Anigrand makes one in resin and the cost isn't horrible, but I'm a little concerned about resin wings.

It happens to be a 747-400.
I would prefer a -200 so I could make the shuttle carrier and mount my Revell Shuttle on it.


----------



## djnick66 (May 2, 2008)

There was a plastic/fiberglass 747 as well... people have been putting 747s on it for years. It takes some work to scratch build the tail for it. 

Anigrand is rather mediocre...


----------



## hal9001 (May 28, 2008)

There's always something on my list...just not in this category. 

Carl-


----------



## DCH10664 (Jul 16, 2012)

Cost usually isn't that big an issue. Not that I have money running out of my ears. But if I want a model bad enough, I will save up for it. Although space to display a model, is an issue.
There's nothing I hate worse than to spend time and money on a model. Just to have it covered in an inch of dust. So I try to buy cases for all my models. Which tends to take up room as well.


----------



## John P (Sep 1, 1999)

I go the inch of dust route.


----------



## Owen E Oulton (Jan 6, 2012)

Hell, I've got two kits that I have no room to build as it is... The TOS and Refit Enterprises.

As for kits I can't afford? Most of 'em...


----------



## hal9001 (May 28, 2008)

hal9001 said:


> There's always something on my list...just not in this category.
> 
> Carl-


On second thought....* Revell XSL-01 Moon Rocket!*

Going up to $700.00 on the auction site!!!! I draw the line _there_....

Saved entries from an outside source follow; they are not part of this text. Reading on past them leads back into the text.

PR #2986, opened 2024-03-06
Implement lowering of torch.aten.linalg_cross

ptrifunovic98:
Closes [nod-ai/SHARK-Turbine#497](https://github.com/nod-ai/SHARK-Turbine/issues/497)


lib/Dialect/Torch/IR/TorchOps.cpp
```diff
@@ -4062,6 +4062,101 @@ LogicalResult AtenPermuteOp::verify() {
...
+  if (selfRank != otherRank) {
+    return emitOpError("input tensors must have the same number of dimensions, "
+                       "but got ")
+           << selfRank << " and " << otherRank;
+  }
+
+  int64_t dim;
+  if (!matchPattern(getDim(), m_TorchConstantInt(&dim))) {
+    return emitOpError("dim must be a constant int");
+  }
```
ramiro050, line 4100: nit: this is not part of the semantics of the op, so the verifier should not produce an error here. Normally we check for this in conversion patterns because it either simplifies the pattern, or because the compile-time information is necessary to lower to the target backend dialect. However, it is valid for ops to have non-constant arguments (sometimes they might get folded away).

One option is to return success if we are unable to get the constant value. This way you're able to keep all the static checks below

lib/Dialect/Torch/IR/TorchOps.cpp
```diff
@@ -4062,6 +4062,101 @@ LogicalResult AtenPermuteOp::verify() {
...
+    return success();
+  }
+
+  Type selfDtype = selfType.getDtype();
+  Type otherDtype = otherType.getDtype();
+
+  auto selfRankedType = getSelf().getType().cast<RankedTensorType>();
+  auto otherRankedType = getOther().getType().cast<RankedTensorType>();
+
+  auto selfShape = selfRankedType.getShape();
```
ramiro050, line 4084: shapes are also not guaranteed. Needs to check `hasShape()`

lib/Dialect/Torch/IR/TorchOps.cpp
```diff
@@ -4062,6 +4062,101 @@ LogicalResult AtenPermuteOp::verify() {
...
+  }
+
+  // compensate for possible negative dim value
+  if (dim < 0) {
+    dim += selfRank;
+  }
+
+  // check if the size of the dimensions specified by 'dim' is equal to 3
+  // (required by the operation)
+  if (selfShape[dim] != 3 || otherShape[dim] != 3) {
```
ramiro050, line 4115: nit: must check that it is not `kUnknownSize` (dynamic dimension)

lib/Dialect/Torch/IR/TorchOps.cpp
```diff
@@ -4062,6 +4062,101 @@ LogicalResult AtenPermuteOp::verify() {
...
+    return emitOpError("inputs dimension ")
+           << dim << " must have length 3, but got " << selfShape[dim]
+           << " and " << otherShape[dim];
+  }
+
+  // Check if any of the input tensors has torch.bool dtype.
+  // The operation does not support this type.
+  // The docs state that only float, double, cfloat and cdouble dtypes are
+  // supported, but, when testing, it fails only for boolean dtype. Update to
+  // fit the docs if necessary.
```
ramiro050, line 4125: nit: i think it would be good to have a link to the docs too

lib/Dialect/Torch/IR/TorchOps.cpp
```diff
@@ -4062,6 +4062,101 @@ LogicalResult AtenPermuteOp::verify() {
...
+    ++i;
+    ++selfCurrent;
+    ++otherCurrent;
+  }
+
+  // the operation succeeds only if both inputs have the same dtype
+  if (selfDtype != otherDtype) {
+    return emitOpError("input tensors must have the same dtype, but got ")
+           << selfDtype << " and " << otherDtype;
+  }
```
ramiro050, line 4155: nit: I would move this check up to where you get the dtype values. It is good to make checks as soon as the necessary information becomes available and exit early when the check fails to avoid performing unnecessary calculations.

lib/Dialect/Torch/IR/TorchOps.cpp
```diff
@@ -4062,6 +4062,101 @@ LogicalResult AtenPermuteOp::verify() {
...
+
+  auto selfCurrent = selfShape.begin();
+  auto selfEnd = selfShape.end();
+  auto otherCurrent = otherShape.begin();
+  int32_t i = 0;
+
+  // Check if there is a disparity between dimension sizes.
+  // Dimensions at the same index must either have the same size,
+  // or one of them must be equal to 1.
+  while (selfCurrent != selfEnd) {
```
ramiro050, line 4138: nit: make this a `for` loop to make it explicit that the iteration is finite. You can do something like

```c++
for (auto [selfCurrent, otherCurrent] : llvm::zip_equal(selfShape, otherShape)) { ... }
```

projects/pt1/python/torch_mlir_e2e_test/test_suite/matmul.py
```diff
@@ -289,3 +289,94 @@ def forward(self, x, y):
 def AtenMmQuint8_basic(module, tu: TestUtils):
     module.forward(tu.randint(3, 4, low=-128, high=127).to(torch.int8),
                    tu.randint(4, 3, low=-128, high=127).to(torch.int8))
+    
+# ==============================================================================
+
+class AtenLinalgCrossInt(torch.nn.Module):
```
ramiro050, line 295: Does the lowering work with dynamic dimensions? If so, can you add at least one test case with dynamic dims?

lib/Dialect/Torch/Transforms/DecomposeComplexOps.cpp
```diff
@@ -1806,6 +1806,118 @@ class DecomposeAtenMvOp : public OpRewritePattern<AtenMvOp> {
...
+    Value dim = op.getDim();
+
+    auto resType = self.getType().cast<BaseTensorType>();
+    if (!resType.hasDtype()) {
+      return rewriter.notifyMatchFailure(op, "result should have dtype");
+    }
+
+    Type dtype = resType.getDtype();
+    if (dtype.isa<mlir::ComplexType>()) {
+      printf("Is a complex type\n");
```
ramiro050, line 1841: nit: remove print statements

ramiro050 (changes requested):
Looks pretty good, just some minor requests. Thanks!

ptrifunovic98:
@ramiro050, thanks for the review! I have updated everything you mentioned. The CI tests passed, so if everything looks good now, I think it is ready for merging.

ramiro050 (approved):
Thanks!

I'll pay up $250.00 for a kit (and not to many of them) if I _really_ want it and _can't live without_. But that's about my limit of practicality.

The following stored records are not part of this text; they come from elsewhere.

PR #3946, opened 2025-01-08
[TOSA] : Fix float to integer cast for `torch.ops.aten.to` lowering.

sahas3:
The behavior of float -> integer cast in PyTorch (though I haven't found the actual code implementing the cast) appears to be (based on the results produced in PyTorch):

1. round the float nearest to zero (similar to `arith.fptosi/ui`) 
2. then perform the conversion

Currently we only emit `tosa.cast` for this operation but as per the spec https://www.mlplatform.org/tosa/tosa_spec.html#_cast the rounding performed for float -> integer is round to nearest integer (not zero). Hence, the current TOSA lowering for `torch.ops.aten.to` produces incorrect answer.


justin-ngo-arm:
Hi @sahas3, for the Torch float to integer cast behavior, did you observe it to be the same for all Torch casting, or just `torch.aten.to`? This is because I plan to make `tosaCastTensorToType` the universal `tosa.cast` call within TorchToTosa (plan described in https://github.com/llvm/torch-mlir/pull/3948), and if the behavior you observed is specific to `aten.to` then I might need to re-evaluate my approach to unifying these calls.

sahas3:
> Hi @sahas3, for the Torch float to integer cast behavior, did you observe it to be the same for all Torch casting, or just `torch.aten.to`? This is because I plan to make `tosaCastTensorToType` the universal `tosa.cast` call within TorchToTosa (plan described in #3948), and if the behavior you observed is specific to `aten.to` then I might need to re-evaluate my approach to unifying these calls.

I think `torch.aten.to` or `torch.tensor.to` ops are the basis of all casts in PyTorch. I haven't seen different behavior in my experiments yet. Some additional tests also started passing with this PR indicating that the cast behavior is same for other cast like ops too. So I think using `tosaCastTensorToType` universally for all `tosa.cast` calls is the correct approach.

sjarus (commented):
If Torch mandates round towards zero, can that not be synthetically expressed here @sahas3 ?

sahas3:
> If Torch mandates round towards zero, can that not be synthetically expressed here @sahas3 ?

Hi @sjarus , can you elaborate more on what you mean by synthetically expressing rounding towards zero?

sjarus:
Looks like we had a misunderstanding earlier @sahas3 . Approving.

sjarus (approved):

I'm not, after all, made of money....

Carl-


----------



## Zathros (Dec 21, 2000)

*absolutely..I would like the big TOS enterprise, Moebius Jupiter 2, seaview, flying sub, etc...Cost was never the issue...room was..thats why I hate em..they are great, but impossible to build and display, but at the risk of sounding schizophrenic, I was never all that crazy about large model kits...


Z*


----------



## dklange (Apr 25, 2009)

For size.... the new Trumpeter HU-16 Grumman Albatross in 1/48 scale would be really sweet to build.... but once finished I would have no place to display something that big!! And to hang it from the ceiling would be cool, until it came time to clean off the dust!!!:drunk: 

For too expensive... would be the Janus resin kit of Karloff and Pierce. They seem to usually run at least $2000, if you can find one.

- Denis


----------



## hal9001 (May 28, 2008)

dklange said:


> For too expensive... would be the Janus resin kit of Karloff and Pierce. They seem to usually run at least $2000, if you can find one.
> 
> - Denis


I've got one I'll sell you for $250.00, what I've go in it.
>
>
<
<
<
>
>
>
_Just kiddin', I don't have one!_:dude:

I know, I know, that was pretty cruel!

Carl-


----------



## dklange (Apr 25, 2009)

hal9001 said:


> I've got one I'll sell you for $250.00, what I've go in it.
> >
> >
> <
> ...


Hahahaha!!!


----------



## hal9001 (May 28, 2008)

dklange said:


> Hahahaha!!!


Took that better than I thought you would!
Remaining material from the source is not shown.